Your app icon is used to represent your app on the device’s Home screen. Other icons are used by the system in appropriate places. Icons with @2x in their filename are intended for devices with Retina displays.

An app icon is required.

Launch images

Default.png

Default-Portrait.png

Default-Landscape.png

The system uses this file as a temporary background while your app is launching. It is removed as soon as your app is ready to display its user interface.

At least one launch image is required.

Storyboard files (or nib files)

MainBoard.storyboard

Storyboards contain the views and view controllers that the app presents on screen. Views in a storyboard are organized according to the view controller that presents them. Storyboards also identify the transitions (called segues) that take the user from one set of views to another.

The name of the main storyboard file is set by Xcode when you create your project. You can change the name by assigning a different value to the NSMainStoryboardFile key in the Info.plist file. Apps that use nib files instead of storyboards can replace the NSMainStoryboardFile key with the NSMainNibFile key and use that key to specify their main nib file.

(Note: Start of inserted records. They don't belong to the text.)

PR #48, opened 2026-06-25
FeedWatcher: genuine appraisal-driven feed engagement

srvsngh99:
## What the user asked for

> how can we enable mini rill and lab krill running on local krill using gemma 12b model to interact with these feeds ... i want geninue interaction comments likes replies on comments just like social media for agents

This is the Mini-Krill half of that: a genuine, selective feed presence (not forced engagement).

## What changed

A `FeedWatcher` goroutine runs beside the existing Reef DM loop. It observes every post but acts on few: whether to like, comment, or reply is an appraisal run through the local model (gemma4:12b-mlx) primed with the agent's identity and memory. Three levers keep it genuine rather than spammy:
- a relevance threshold (only engage when truly interested);
- a per-hour attention budget (a hard sliding-window cap, forces choosing);
- an agent-to-agent ping-pong guard (reply chains decay as the bar rises with depth, hard stop at MaxReplyDepth, an owner reply resets the count).

Every engagement is written to brain memory for continuity and dedup.

- `internal/reef`: GetFeed, GetComments, PostComment, LikePost, LikeComment.
- `internal/feed`: the watcher plus appraisal/budget/ping-pong logic, unit tested.
- `config`: opt-in Feed block (Mini-Krill tuned lively: threshold 0.55, budget 12); wired into startBots behind reef.IsConfigured().

Round 1 review fix: `agentChainDepth` now guards against a cyclic comment chain from untrusted hub data that could hang the watcher goroutine.

Requires the Reef accounts/bridge work deployed and a per-account REEF_AGENT_TOKEN before it can actually comment (comments are identity bound server side).

## How it was tested

`go build ./...`, `go vet`, `go test -race ./internal/feed/ ./internal/reef/ ./internal/config/` all pass (unit tests cover appraisal JSON parsing, budget cap, ping-pong depth including the cycle guard). Two adversarial Opus review rounds.

## Follow-up (non blocking)

A memory-write failure right after a successful post could cause a re-appraise next cycle; bounded by the budget. Worth a warn log later.

### DIFF
--- a/cmd/minikrill/commands.go
+++ b/cmd/minikrill/commands.go
@@ -19,6 +19,7 @@ import (
 	"github.com/srvsngh99/mini-krill/internal/config"
 	"github.com/srvsngh99/mini-krill/internal/core"
 	"github.com/srvsngh99/mini-krill/internal/doctor"
+	"github.com/srvsngh99/mini-krill/internal/feed"
 	"github.com/srvsngh99/mini-krill/internal/llm"
 	klog "github.com/srvsngh99/mini-krill/internal/log"
 	"github.com/srvsngh99/mini-krill/internal/ollama"
@@ -611,6 +612,17 @@ func startBots(ctx context.Context, stack *krillStack) botStatus {
 				klog.Error("web (reef) error", "error", err)
 			}
 		}()
+		// Genuine feed presence: observe the social feed and engage selectively
+		// (like/comment/reply) when it's truly warranted. Shares ctx, llm, brain.
+		if stack.cfg.Feed.Enabled {
+			fw := feed.NewFeedWatcher(stack.llm, stack.brain, stack.cfg.Feed)
+			go func() {
+				if err := fw.Start(ctx); err != nil {
+					klog.Error("feed watcher error", "error", err)
+				}
+			}()
+			klog.Info("feed watcher enabled", "agent", reef.AgentID())
+		}
 		s.WebOK = true
 		s.web = wbBot
 		klog.Info("web (reef) bot started", "agent", reef.AgentID())
--- a/internal/config/config.go
+++ b/internal/config/config.go
@@ -26,6 +26,20 @@ type Config struct {
 	Log      LogConfig      `yaml:"log"`
 	Doctor   DoctorConfig   `yaml:"doctor"`
 	TUI      TUIConfig      `yaml:"tui"`
+	Feed     FeedConfig     `yaml:"feed"`
+}
+
+// FeedConfig tunes how the agent genuinely engages with the Reef social feed:
+// it observes every post but acts on few. Threshold + budget are the levers that
+// keep engagement deliberate (selective) rather than spammy (forced). Per-agent
+// personalities set different values (Mini-Krill lively, Lab-Krill selective).
+type FeedConfig struct {
+	Enabled         bool    `yaml:"enabled"`           // master switch
+	Threshold       float64 `yaml:"threshold"`         // min appraisal interest (0-1) to engage
+	BudgetPerHour   int     `yaml:"budget_per_hour"`   // max engagements (likes+comments) per hour
+	PollIntervalSec int     `yaml:"poll_interval_sec"` // how often to scan for new posts/comments
+	MaxReplyDepth   int     `yaml:"max_reply_depth"`   // cap on agent<->agent reply chains (ping-pong guard)
+	Channels        string  `yaml:"channels"`          // optional comma-separated channel filter ("" = all)
 }
 
 // AgentConfig controls the main krill agent behaviour.
@@ -270,6 +284,16 @@ func DefaultConfig() *Config {
 		TUI: TUIConfig{
 			Theme: "ocean",
 		},
+		// Mini-Krill is the lively/playful participant: a low bar and a generous
+		// budget, so it comments and reacts more freely than Lab-Krill.
+		Feed: FeedConfig{
+			Enabled:         false, // opt-in; the owner turns it on per deployment
+			Threshold:       0.55,
+			BudgetPerHour:   12,
+			PollIntervalSec: 90,
+			MaxReplyDepth:   3,
+			Channels:        "",
+		},
 	}
 }
 
@@ -355,6 +379,18 @@ func fillDefaults(cfg *Config) {
 	}
 	if cfg.Brain.RecoveryTurns == 0 {
 		cfg.Brain.RecoveryTurns = 10
+	}
+	if cfg.Feed.Threshold == 0 {
+		cfg.Feed.Threshold = 0.55
+	}
+	if cfg.Feed.BudgetPerHour == 0 {
+		cfg.Feed.BudgetPerHour = 12
+	}
+	if cfg.Feed.PollIntervalSec == 0 {
+		cfg.Feed.PollIntervalSec = 90
+	}
+	if cfg.Feed.MaxReplyDepth == 0 {
+		cfg.Feed.MaxReplyDepth = 3
 	}
 	switch cfg.Brain.EmojiStyle {
 	case "none", "sparse", "playful":
--- a/internal/feed/watcher.go
+++ b/internal/feed/watcher.go
@@ -1,0 +1,390 @@
+// Package feed gives the agent a genuine presence in the Reef social feed.
+//
+// The design goal is GENUINE engagement, not forced: the agent observes every
+// post but acts on almost none. Whether to like, comment, or reply is an
+// APPRAISAL run through the local model, primed with the agent's own identity
+// and memory — selectivity is what reads as real. Three levers keep it from
+// becoming spam:
+//
+//   - a relevance THRESHOLD: only act when the model is genuinely interested;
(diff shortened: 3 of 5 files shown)


srvsngh99:
## Review - PR #48 (round 1)

Checked out `feature/feed-watcher` at head `195807c`. Ran:
- `go build ./...` - clean
- `go vet ./internal/feed/ ./internal/reef/` - clean
- `go test -race ./internal/feed/ ./internal/reef/ ./internal/config/` - all pass
- Read `internal/feed/watcher.go`, `internal/feed/watcher_test.go`, `internal/reef/client.go`, `internal/config/config.go`, `cmd/minikrill/commands.go` in context (memory key round-trip via `sanitizeKey`, `React` signature, `Brain`/`Memory` interfaces).

Solid overall: single watcher goroutine bound to ctx, clean exit on cancel, fail-safe appraisal parsing, correct sliding-window budget, self-engagement properly blocked. One substantive bug below.

### Substantive

1. `internal/feed/watcher.go:334` (`agentChainDepth`) - **infinite loop / goroutine hang on a cyclic parent chain (malformed data).** The walk has no visited-set and no ceiling on the number of hops. If two non-owner comments point at each other (`a.parent=b`, `b.parent=a`) - or any cycle of agent-authored comments - the `for cur.ParentCommentID != ""` loop never hits its exits (empty parent / parent-not-in-map / owner parent) and spins forever, pinning the watcher goroutine at 100% CPU; the FeedWatcher silently dies. The comment data is built from the hub's `GetComments` JSON, i.e. untrusted external input, so this is exactly the malformed-data case the guard is supposed to survive. Reproduced with a 2-comment cycle: the call hangs (2s test timeout fires; never returns).
   Fix: bound the walk. Either track visited IDs and break on revisit, or cap the hops at, say, `MaxReplyDepth+1` (we only care whether depth reaches the cap anyway):
   ```go
   func agentChainDepth(c reef.Comment, byID map[string]reef.Comment, me string) int {
       depth := 0
       cur := c
       seen := map[string]bool{cur.ID: true}
       for cur.ParentCommentID != "" {
           parent, ok := byID[cur.ParentCommentID]
           if !ok || isOwner(parent.Author) || seen[parent.ID] {
               break
           }
           seen[parent.ID] = true
           depth++
           cur = parent
       }
       return depth
   }
   ```
   Please also add a cycle case to `TestAgentChainDepth` so this can't regress.

### Nits

- `internal/feed/watcher.go:377` - `truncate` appends a literal unicode ellipsis `"…"` (U+2026) into runtime data, and slices `s[:n]` on a raw byte boundary. On multibyte UTF-8 content (emoji, accented text - common in agent posts) the byte slice can split a rune, producing a mojibake tail. It only affects memory notes and prompt text (the posted draft uses the full `a.Draft`), so impact is low, but prefer a rune-safe truncation and an ASCII `"..."` to keep the "hyphens/ASCII in code strings" house rule. Same U+2026 / em-dash usage in the prompt string literals at lines 125 and 219 - cosmetic, but they live in shipped strings.
- `internal/feed/watcher.go` doc-comment em-dashes (lines 6, 165, etc.) - comments only; flag for consistency with the no-dash convention.
- `internal/feed/watcher.go:227` (`engaged`) fails open on a Recall *error* (returns false, so the item gets re-appraised). Harmless in practice - re-engagement is still gated by threshold + per-hour budget, so it can't spam - but a transient FS error means a wasted appraisal call. Consider logging at debug when `err != nil`.
- `internal/feed/watcher.go:scan` always calls `GetFeed(ctx, 0, ...)` (since=0), so every cycle re-pulls the same 60-post window and relies entirely on memory dedup to avoid re-acting. Works, but you could pass a high-water `since` to cut the per-cycle scan and the memory Recall fan-out. Optional.
- `internal/reef/client.go` - `LikeComment` is exported but never called by the watcher. Fine to keep for the API surface; just noting it's currently dead from this PR's perspective.

### Verified good

- Build, vet, race tests all green on the targeted packages.
- `parseAppraisal` (watcher.go:357) is panic-safe: the `start>=0 && end>start` guard makes `s[start:end+1]` always in-bounds; a parse failure returns `ok=false` and the caller does NOT act (fail-safe = no engagement). The `no-json` test covers it.
- `budget` (watcher.go:299) - mutex usage correct; `prune` removes the monotonic-ordered stale prefix correctly; `allow` prunes-then-checks `< perHour`; cap is genuinely enforced (test confirms). Only one watcher goroutine writes it, so no real contention, but it's race-clean regardless.
- FeedWatcher goroutine is bound to ctx and exits cleanly: `Start` returns nil on `ctx.Err()` / `sleepCtx` cancel; per-call `appraise` uses a 60s child timeout.
- Self-engagement blocked on both paths: `scan` skips `p.Agent == w.me` for post actions; `handleReplies` skips `c.Author == w.me`.
- Dedup key scheme (`reef-eng:post:<id>` / `reef-eng:reply:<id>`) round-trips through `sanitizeKey` consistently for both Store and Recall, so it actually prevents re-acting on the same post/comment each cycle.
- New reef HTTP methods mirror the existing pattern: `X-Reef-Token` header, `ctx` on every request, `defer resp.Body.Close()`, drain + `status >= 300` error. No leaked bodies. `LikePost` correctly reuses `React(heart)`.
- `appraiseReply` raises the effective threshold by `0.12*depth` and the loop hard-stops at `>= MaxReplyDepth`, so chains decay and terminate (off-by-one is fine: depth is "agent levels above me", cap is inclusive).
- Per-cycle appraisal cap (`maxAppraisalsPerCycle`) correctly threaded through `scan` -> `handleReplies` via the `spent` accumulator.
- No secrets, sole-authored by Sourav Singh, no AI attribution in code.

### Verdict

One substantive bug (cyclic-chain hang) blocks. Fix `agentChainDepth` to bound the walk and add a cycle test; the rest is nits. CHANGES REQUESTED.

srvsngh99:
Addressed the round 1 blocking item in c9bc219: `agentChainDepth` now tracks visited comment ids, so a cyclic parent chain from malformed hub data stops the walk instead of hanging the watcher goroutine. Added `TestAgentChainDepthCycle` which fails by timeout if the walk ever spins. `go test -race ./internal/feed/` passes.

srvsngh99:
## Review - PR #48 (round 2)

Head SHA `c9bc219`. Ran on `feature/feed-watcher`:

- `go build ./...` - clean
- `go vet ./internal/feed/ ./internal/reef/` - clean
- `go test -race ./internal/feed/ ./internal/reef/ ./internal/config/` - all pass

### Round 1 follow-up - the cyclic parent chain

Verified fixed. `agentChainDepth` (internal/feed/watcher.go:334-353) now seeds a `visited` set with the starting comment id and bails the walk the moment it revisits a parent (watcher.go:339, 342-344, 349). A malformed a->b->a chain from the hub now terminates instead of spinning.

The regression test is real, not decorative. I pulled the visited-set guard out locally and `TestAgentChainDepthCycle` hung and tripped its 2s timeout ("agentChainDepth hung on a cyclic parent chain"); with the guard restored it passes. So the test actually exercises the hang path. Good.

### Substantive

None blocking.

### Nits

1. internal/feed/watcher.go:232 - `remember` swallows the `Store` error (`_ = ...`) and `engaged` fails-closed (a Recall error reads as "not engaged"). So if a memory write fails right after a successful comment/reply, the next scan re-appraises the same target and can post a second time. It is gated on memory infra actually failing, and the per-hour budget caps the blast radius, so it is not a blocker - but a one-line "warn on store failure" would at least surface the degraded mode in logs.

2. internal/reef/client.go - the GET helpers drain the body on the error path (`io.Copy(io.Discard, ...)` before returning the status error) but not on the happy path, relying on `json.Decoder` + `defer Close`. That is fine for keep-alive reuse here; just noting the asymmetry for consistency if you touch these again.

### Verified good

- No other unbounded loop or goroutine leak: `Start` checks `ctx.Err()` at the top of every iteration and sleeps via `sleepCtx` (cancellable); the watcher goroutine in commands.go exits cleanly on ctx cancel.
- Per-cycle appraisal cap (`maxAppraisalsPerCycle = 6`) vs budget: the budget is the hard rate lever (sliding hour window, mutex-guarded); the per-cycle cap only bounds model load. No spam path - every act goes through `bud.allow()` then `bud.record()`.
- `handleReplies` dedup is sound on the normal path: post-level via `post:<id>` and reply-level via `reply:<id>`, both written on every terminal outcome (act and ignore alike), so a re-scan skips already-handled items.
- Reef HTTP methods (GetFeed/GetComments/PostComment/LikeComment): all use `NewRequestWithContext`, `defer resp.Body.Close()`, check `StatusCode >= 300`, and drain the body. Correct.
- ctx cancellation mid-action: appraisal calls run under a 60s child context and post-cancel errors are suppressed (`if ctx.Err() == nil`), so shutdown does not spam warnings.

Solid. Shipping it.

VERDICT: APPROVED

srvsngh99:
Approved after 2 automated review rounds (round 1 caught a cyclic-chain hang in agentChainDepth, fixed in c9bc219; round 2 verified the fix and found nothing substantive). Merging.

The use of storyboards is optional but recommended.

Ad hoc distribution icon

iTunesArtwork

If you are distributing your app ad hoc, include a 512 x 512 pixel version of your app icon. This icon is normally provided by the App Store from the materials you submit to iTunes Connect. However, because apps distributed ad hoc do not go through the App Store, your icon must be present in your app bundle instead. iTunes uses this icon to represent your app. (The file you specify should be the same one you would have submitted to the App Store, if you were distributing your app that way.)

The filename of this icon must be iTunesArtwork and must not include a filename extension. This file is required for ad hoc distribution but is optional otherwise.

Settings bundle

Settings.bundle

If you want to expose custom app preferences through the Settings app, you must include a settings bundle. This bundle contains the property list data and other resource files that define your app preferences. The Settings app uses the information in this bundle to assemble the interface elements required by your app.

This bundle is optional.

Nonlocalized resource files

sun.png

mydata.plist

Nonlocalized resources include things like images, sound files, movies, and custom data files that your app uses. All of these files should be placed at the top level of your app bundle.

Subdirectories for localized resources

en.lproj

fr.lproj

es.lproj

Localized resources must be placed in language-specific project directories, the names for which consist of an ISO 639-1 language abbreviation plus the .lproj suffix. (For example, the en.lproj, fr.lproj, and es.lproj directories contain resources localized for English, French, and Spanish.)

An iOS app should be internationalized and have a language.lproj directory for each language it supports. In addition to providing localized versions of your app’s custom resources, you can also localize your app icon, launch images, and Settings icon by placing files with the same name in your language-specific project directories.